Indeed, the use of kidfluencers on TikTok highlights a legal and ethical oversight: child labor laws lag behind as ever-changing digital platforms forge ahead. As the digital economy evolves, it is worth asking how policy can balance innovation with the obligation to protect the vulnerable from exploitation?
medicalizing maternity
In “Psychiatric Gaslighting: The Surveillance of Mental Illness during Pregnancy,” published in Social Problems, authors Charlotte Abel and Stefan Timmermans grapple with a critical issue: the heightened surveillance and social regulation faced by pregnant women with mental health symptoms.
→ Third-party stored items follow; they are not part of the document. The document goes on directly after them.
PR #541, opened 2016-11-14
Add "TmpFs" to HostConfig

CGNonofr:


src/test/java/com/spotify/docker/client/DefaultDockerClientTest.java
```diff
@@ -3381,6 +3381,28 @@ public void testPidsLimit() throws Exception {
 
     assertThat(info.hostConfig().pidsLimit(), is(100));
   }
+  
+  @Test
+  public void testTmpfs() throws Exception {
+    requireDockerApiVersionAtLeast("1.22", "PidsLimit");
```
davidxia: Second param is wrong.

PR #546, opened 2016-11-18
replace pojo boilerplate with AutoValue

davidxia:


mattnworb:
@davidxia my plan for #534 was to go back and create test cases for all classes first to verify nothing is broken by any changes. I was working on a script to generate test cases from the existing code to make it not so tedious. I think the same approach should still be taken - the message serialization would be so easy to slip a bug into.

davidxia:
@mattnworb Great idea. Want to continue that work on this branch? Do you want to do the test cases while I continue converting to AutoValue?

mattnworb:
Well once there is a script to generate test cases from the existing source code it should be easy to also generate auto value using classes too, so I wouldn't spend time converting them by hand.

davidxia:
Added a couple of JSON deserialization tests.

davidxia:
Added `CHANGELOG.md` detailing most of the breaking changes.

davidxia:
@mattnworb Can I haz review? :)

cc @gimaker @rohansingh since this is a big change. The motivation is that AutoValue will make this project a lot more maintainable and less tedious to add new value classes. Let me know if you have questions.

CHANGELOG.md
```diff
@@ -0,0 +1,66 @@
...
+### Misc
+
+```
+-    final Ipam ipam =
+-        Ipam.builder().driver("default").config("192.168.0.0/24", "192.168.0.0/24", "192.168.0.1")
+-            .build();
++    final IpamConfig ipamConfig =
++        IpamConfig.create("192.168.0.0/24", "192.168.0.0/24", "192.168.0.1");
++    final Ipam ipam = Ipam.create("default", singletonList(ipamConfig));
+```
```
mattnworb: it is not entirely clear to me what this part of the document is documenting?

pom.xml
```diff
@@ -136,6 +136,29 @@
...
+      <groupId>com.intellij</groupId>
+      <artifactId>annotations</artifactId>
+      <version>12.0</version>
+    </dependency>
+    <dependency>
+      <groupId>com.google.code.findbugs</groupId>
+      <artifactId>annotations</artifactId>
+      <version>3.0.1</version>
+      <scope>provided</scope>
+    </dependency>
```
mattnworb: a bit of an aside but don't some of these annotation packages overlap? For example there is a `Nullable` in `com.intellij:annotations` and also `>com.google.code.findbugs:jsr305`. Are we using all of these?

CHANGELOG.md
davidxia: This is meant to be a diff documenting the breaking changes to `Ipam` and `IpamConfig`. I can add a sentence to clarify.

pom.xml
davidxia: Where do you see `@Nullable` in `com.google.code.findbugs:jsr305`? My IntelliJ can't seem to find it.

As for `com.google.code.findbugs:annotations`, it provides `edu.umd.cs.findbugs.annotations.SuppressFBWarnings;`

CHANGELOG.md
mattnworb: I think that would help.

pom.xml
mattnworb: seems to be a `javax.annotation.Nullable` in `com.google.code.findbugs:jsr305:3.0.0` to me - but I suppose any Nullable annotation is fine. I was just curious if each of these are actually needed.

davidxia: Ah yes the javax one. I'm not really sure of the difference between that one and intellij's. I guess there's no functional difference? The intellij one had nicer javadocs, but I'll remove it so we don't have the extra dependency.

davidxia:
@gimaker I suppose that's friendlier to the user. I think I was just a bit lazy at first. I'll try to add deprecated methods when they're straight forward to do so.

davidxia:
@gimaker I've marked the old methods as deprecated now https://github.com/spotify/docker-client/blob/bd8f0307de8049c39df3b1bafa24b0b0e1c6652e/CHANGELOG.md. There are a few breaking changes when required or not straight forward.

davidxia:
I'll make this a release candidate for now in case people have lingering thoughts.

davidxia:
See https://github.com/spotify/docker-client/tree/7.0.0-rc1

Coupling two years of ethnographic observations with 17 interviews, the researchers found that psychiatrists often treated pregnant women with mental health symptoms as objects of control rather than people deserving support. As patients actively sought autonomy over their pregnancies by managing their use of psychotropic medications, medical practitioners invalidated their concerns regarding their own and their babies’ health by linking “good mothering” with increased medication use. This approach created an imbalance between resistant pregnant patients, who were often viewed as noncompliant and sicker when they pushed back against prescriptions, and compliant pregnant patients, who more willingly accepted the influence of practitioners’ medicalization of their mental health challenges.
Women’s bodies are too often treated as sites of control. In “Psychiatric Gaslighting,” Abel and Timmermans make clear that some psychiatrists leverage their practice to dominate rather than care for pregnant women.
Maternity patients with mental health symptoms receive disparate healthcare when they choose to push back against psychotropic prescriptions.